The NCERT Solutions for Chapter 11 Exercise 11.1 are designed in a way that you can connect your existing knowledge of 2D geometry to this exciting new dimension. The clear explanations and simple examples provided in these NCERT Solutions will make it easy to visualize and understand 3D space.

NCERT Solutions Class 11 Maths Chapter 11: Exercise 11.1

Question 1: A point is on the x-axis. What are its y-coordinate and z-coordinates?

Answer:

Any point on the x-axis has a zero y coordinate and zero z coordinate.

Question 2 :A point is in the XZ-plane. What can you say about its y-coordinate?

Answer:

When a point is in the XZ plane, the y coordinate of this point will always be zero.

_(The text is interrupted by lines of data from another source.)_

PR #223, opened 2017-12-07
passwordPage: make latin kbd layout (en) available for password entries

erikos:
If the current keyboard layout is not a latin one we will add the fallback kbd layout 'en'. This calls out to gnome-shell where the logic to detect the keyboard layout is kept. The layout will be available in the popup switcher and the taskbar keyboard layout switcher.

https://phabricator.endlessm.com/T18598

### DIFF
--- a/gnome-initial-setup/pages/password/gis-password-page.c
+++ b/gnome-initial-setup/pages/password/gis-password-page.c
@@ -47,6 +47,9 @@ struct _GisPasswordPagePrivate
   GtkWidget *confirm_explanation;
   GtkWidget *password_toggle;
   GtkWidget *reminder_entry;
+
+  GDBusProxy *input_source_manager;
+
   gboolean valid_confirm;
   gboolean valid_password;
   guint timeout_id;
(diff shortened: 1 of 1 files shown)


gnome-initial-setup/pages/password/gis-password-page.c
```diff
@@ -320,6 +369,18 @@ gis_password_page_constructed (GObject *object)
 
   validate (page);
 
+  priv->cancellable = g_cancellable_new ();
+
+  g_dbus_proxy_new_for_bus (G_BUS_TYPE_SESSION,
```
cosimoc: See similar comments about it being better to build this synchronously in the g-c-c PR

gnome-initial-setup/pages/password/gis-password-page.c
```diff
@@ -320,6 +347,14 @@ gis_password_page_constructed (GObject *object)
 
   validate (page);
 
+  priv->input_source_manager = g_dbus_proxy_new_for_bus_sync (G_BUS_TYPE_SESSION,
```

Question 3: Name the octants in which the following points lie:
(1, 2, 3), (4, –2, 3), (4, –2, –5), (4, 2, –5), (– 4, 2, –5), (– 4, 2, 5), (–3, –1, 6) (– 2, – 4, –7).

Answer:

The x-coordinate, y-coordinate, and z-coordinate of point (1, 2, 3) are all positive. Therefore, this point lies in octant I.

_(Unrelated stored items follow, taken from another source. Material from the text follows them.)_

PR #226, opened 2018-02-13
Deduplicate live and demo mode setup

wjt:
This PR started as an attempt to reduce the overlap between `eos-setup-live-user` and `gnome-initial-setup-copy-worker`, by moving all of the former's functions to a system-wide service launched by systemd. I then realised that entering demo mode performs many of the same configuration changes, so unified the two.

The top commit is filed upstream [here](https://bugzilla.gnome.org/show_bug.cgi?id=793429) so it would be great to have that reviewed there by whomever reviews it here. It seems Obviously Correct™ since it deletes an unused file…

I have tested these changes on a converted system by building a new `gnome-initial-setup` `.deb` and installing it, then booting the system in the following ways:

* Add `gdm.force-initial-setup` to the kernel command line, then:
  * complete the FBE normally
  * enter test mode
  * enter demo mode, observing that the relevant settings changes still apply
* Add `gdm.force-initial-setup endless.live_boot` to the kernel command line, then follow the "Try Endless" flow.

There are still some warnings in the journal from `gnome-initial-setup-copy-worker` but I think they are spurious, and are already present in the normal FBE flow. eg. copying `.config/gnome-initial-setup-done` fails with `EEXIST` which I believe is caused by the `--existing-user` mode launched from all user sessions touching this stamp file too – it's a race. I avoided going down this unrelated rabbit hole as part of this change!

https://phabricator.endlessm.com/T16130


gnome-initial-setup/pages/live-chooser/eos-setup-live-user
```diff
@@ -178,6 +165,18 @@ class SetupLiveUser(object):
         self.update(GS_SCHEMA, ALLOW_UPDATES, GLib.Variant('b', False))
 
 
+def install_desktop_file():
+    """eos-installer is shipped in all images, but its desktop file is
+    (deliberately) only present in the GDM greeter's environment. For
+    image-booted live sessions, we symlink it into place."""
```
smspillaz: nitpick: PEP257 would require a short description (ending with a period) on the first line, followed by a longer description, with the closing triple-parens on the following line.

gnome-initial-setup/pages/live-chooser/eos-setup-live-user
```diff
@@ -178,6 +165,18 @@ class SetupLiveUser(object):
...
+    if not os.path.exists(LOCAL_DESKTOP_PATH):
+        log.info('ensuring %s exists', LOCAL_APPS_DIR)
+        os.makedirs(LOCAL_APPS_DIR, exist_ok=True)
+
+        log.info('symlinking %s to %s', EOS_INSTALLER, LOCAL_DESKTOP_PATH)
+        os.symlink(EOS_INSTALLER_PATH, LOCAL_DESKTOP_PATH)
```
smspillaz: I think a more pythonic way of doing this would be:

    os.makedirs(...)
    try:
        os.symlink(EOS_INSTALLER_PATH, LOCAL_DESKTOP_PATH)
    except OSError as error:
        if error.errno != errno.EEXIST:
            raise error

`os.path.exists` is technically racy, though I appreciate that this is a somewhat naff point.

gnome-initial-setup/pages/live-chooser/eos-setup-live-user
```diff
@@ -178,6 +165,18 @@ class SetupLiveUser(object):
         self.update(GS_SCHEMA, ALLOW_UPDATES, GLib.Variant('b', False))
 
 
+def install_desktop_file():
```
smspillaz: (By the way, thanks for making this a non-member function of the class - it was one of the things that was initially annoying me about this code when I first worked with it ;-) )

gnome-initial-setup/pages/live-chooser/eos-setup-live-user
```diff
@@ -49,48 +49,14 @@ GS_SCHEMA = 'org.gnome.software'
...
-
-    def format_keyfile(self):
-        keyfile_lines = []
-        for updates in self.updates.values():
-            keyfile_lines.append(updates.to_keyfile_str())
-
-        return '\n'.join(keyfile_lines)
+        value = variant.print_(False)
+        log.info('Updating %s: %s to %s', schema, key, value)
+        self.keyfile.set_string(schema.replace('.', '/'), key, value)
```
smspillaz: Calling `g_key_file_set_string` here with the stringified variant value seems a little dangerous. Is the value from `g_variant_print` always guaranteed to be the representation expected by `GKeyFile`?

gnome-initial-setup/pages/live-chooser/eos-setup-live-user
```diff
@@ -130,8 +128,12 @@ def install_desktop_file():
         os.symlink(EOS_INSTALLER_PATH, LOCAL_DESKTOP_PATH)
 
 
-def dq(s):
-    return '"{}"'.format(s)
+def replace_chrome_with_chromium(apps):
+    if GOOGLE_CHROME in apps:
```
smspillaz: nit: PEP257 would require a docstring here

gnome-initial-setup/pages/live-chooser/eos-setup-live-user
```diff
@@ -142,15 +144,14 @@ def remove_chrome_from_icon_grids():
...
             with open(path, 'r') as f:
-                grid = f.read()
+                grid = json.load(fp=f)
 
-            if GOOGLE_CHROME in grid:
+            if replace_chrome_with_chromium(grid[DESKTOP_GRID_ID]):
                 log.info("Updating %s", path)
-                grid = grid.replace(dq(GOOGLE_CHROME), dq(CHROMIUM_BROWSER))
 
                 with open(path, 'w') as f:
```
smspillaz: It isn't a part of this commit, but it'd be nice to avoid overloading `f` like this

gnome-initial-setup/pages/live-chooser/eos-setup-live-user
wjt: It's not about what GKeyFile expects, it's about what `dconf(1)` expects. `man 1 dconf` describes the format in passing:

```
       dump
           Dump an entire subpath to stdout. The output is in a keyfile-like
           format, with values in GVariant syntax.
```

[Here's the code that reads them.](https://git.gnome.org/browse/dconf/tree/bin/dconf-update.vala#n119) The [corresponding `dconf dump` code](https://git.gnome.org/browse/dconf/tree/bin/dconf-dump.vala#n1) uses exactly this method to write them.

gnome-initial-setup/pages/live-chooser/eos-setup-live-user
wjt: I don't really agree: this is outside the scope of the first `with` block.

gnome-initial-setup/pages/live-chooser/eos-setup-live-user
smspillaz: Makes sense - thanks for clarifying

gnome-initial-setup/pages/live-chooser/eos-setup-live-user
smspillaz: The second `with` block on line 151 is nested within the first on line 144.

...Unless my eyes are playing tricks on me?

wjt: They are! The body of the first `with` is a single line. Then a new `if` block appears.

```python
with open(path, 'r') as f:
    grid = json.load(fp=f)

if replace_chrome_with_chromium(grid[DESKTOP_GRID_ID]):
    log.info("Updating %s", path)

    with open(path, 'w') as f:
        json.dump(grid, fp=f)
```

smspillaz: I see - GitHub must have conveniently left out that `if` statement by suppressing context. Consider my comment irrelevant then :-)

wjt:
I pushed a couple of commits addressing @smspillaz's points that I haven't replied to above.

To a question elsewhere:

> how is `eos-transient-setup` invoked by `gnome-initial-setup` when we enter the demo mode? Is it just done the same way through `gis_pkexec`, or is it done through spawning the systemd service?

It's [called by the `eos-demo-mode` script](https://github.com/endlessm/gnome-initial-setup/pull/226/files#diff-c938d2d7fe614ae57a847d4b795bc89fR60).

gnome-initial-setup/eos-transient-setup
```diff
@@ -162,12 +162,12 @@ def install_installer_desktop_file():
...
     """
-    if not os.path.exists(LOCAL_DESKTOP_PATH):
-        log.info('ensuring %s exists', LOCAL_APPS_DIR)
-        os.makedirs(LOCAL_APPS_DIR, exist_ok=True)
-
+    os.makedirs(LOCAL_APPS_DIR, exist_ok=True)
+    try:
         log.info('symlinking %s to %s', EOS_INSTALLER, LOCAL_DESKTOP_PATH)
         os.symlink(EOS_INSTALLER_PATH, LOCAL_DESKTOP_PATH)
+    except FileExistsError:
```
smspillaz: Also works ✅

smspillaz:
> It's called by the eos-demo-mode script.

Thanks for clarifying!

The x-coordinate, y-coordinate, and z-coordinate of point (4, -2, 3) are positive, negative, and positive, respectively. Therefore, this point lies in octant IV.

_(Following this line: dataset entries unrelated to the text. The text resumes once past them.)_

PR #286, opened 2019-09-18
account: Use control-center setting to override faces

danigm:
This patch uses the gnome-control-center user-accounts facesdir
configuration to override the default faces dir.

https://phabricator.endlessm.com/T27788

### DIFF
--- a/gnome-initial-setup/pages/account/um-photo-dialog.c
+++ b/gnome-initial-setup/pages/account/um-photo-dialog.c
@@ -42,9 +42,6 @@
 #define ROW_SPAN 5
 #define AVATAR_PIXEL_SIZE 72
 
-#define CONFIG_ACCOUNT_GROUP "page.account"
-#define CONFIG_ACCOUNT_FACESDIR_KEY "faces"
-
 struct _UmPhotoDialog {
         GtkPopover parent;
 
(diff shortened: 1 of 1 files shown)


gnome-initial-setup/pages/account/um-photo-dialog.c
```diff
@@ -203,6 +203,10 @@ get_facesdirs (void)
         const char *facesdir_env;
         GisDriver *driver;
 
+        GSettingsSchemaSource *source = g_settings_schema_source_get_default ();
+        g_autoptr(GSettingsSchema) schema = NULL;
+        g_autoptr(GSettings) settings = NULL;
```
ptomato: Small nitpick, I would move this inside the `if (schema)` block so that it is freed earlier when the block ends.

danigm:
I've updated the code with the same code from the `gnome-control-center` to allow more than one faces directories.

gnome-initial-setup/pages/account/um-photo-dialog.c
ptomato: This comment no longer makes sense in the updated code.

gnome-initial-setup/pages/account/um-photo-dialog.c
```diff
@@ -195,36 +192,48 @@ create_face_widget (gpointer item,
...
-                                             g_strdup (facesdir_env));
+        GSettingsSchemaSource *source = g_settings_schema_source_get_default ();
+
+        if (!source)
+                return facesdirs;
+
+        schema = g_settings_schema_source_lookup (source,
+                                                  "org.gnome.ControlCenter",
+                                                  FALSE);
+        if (!schema)
```
ptomato: I think this part should change now, I'm pretty sure you can assume that the `org.gnome.ControlCenter` schema is present, but you should check for the key and return `facesdirs` in that case so that you don't abort if the FBE is used with a mismatched version of Settings.

danigm: Done

gnome-initial-setup/pages/account/um-photo-dialog.c
```diff
@@ -195,36 +192,58 @@ create_face_widget (gpointer item,
...
+
+        schema = g_settings_schema_source_lookup (source,
+                                                  "org.gnome.ControlCenter",
+                                                  FALSE);
 
-        facesdir_env = g_getenv ("GIS_ACCOUNT_PAGE_FACESDIR");
-        if (facesdir_env != NULL && g_strcmp0 (facesdir_env, "") != 0) {
-                facesdirs = g_slist_prepend (facesdirs,
-                                             g_strdup (facesdir_env));
+        keys = g_settings_schema_list_keys (schema);
```
ptomato: [`g_settings_schema_has_key()`](https://developer.gnome.org/gio/stable/gio-GSettingsSchema-GSettingsSchemaSource.html#g-settings-schema-has-key)?

danigm: Yes, sure that's better :sweat_smile: I was looking for that in the doc, but I didn't find it because I was looking here: https://developer.gnome.org/gio/stable/GSettings.html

The x-coordinate, y-coordinate, and z-coordinate of point (4, -2, -5) are positive, negative, and negative, respectively. Therefore, this point lies in octant VIII.

The x-coordinate, y-coordinate, and z-coordinate of point (4, 2, -5) are positive, positive, and negative, respectively. Therefore, this point lies in octant V.

The x-coordinate, y-coordinate, and z-coordinate of point (-4, 2, -5) are negative, positive, and negative, respectively. Therefore, this point lies in octant VI.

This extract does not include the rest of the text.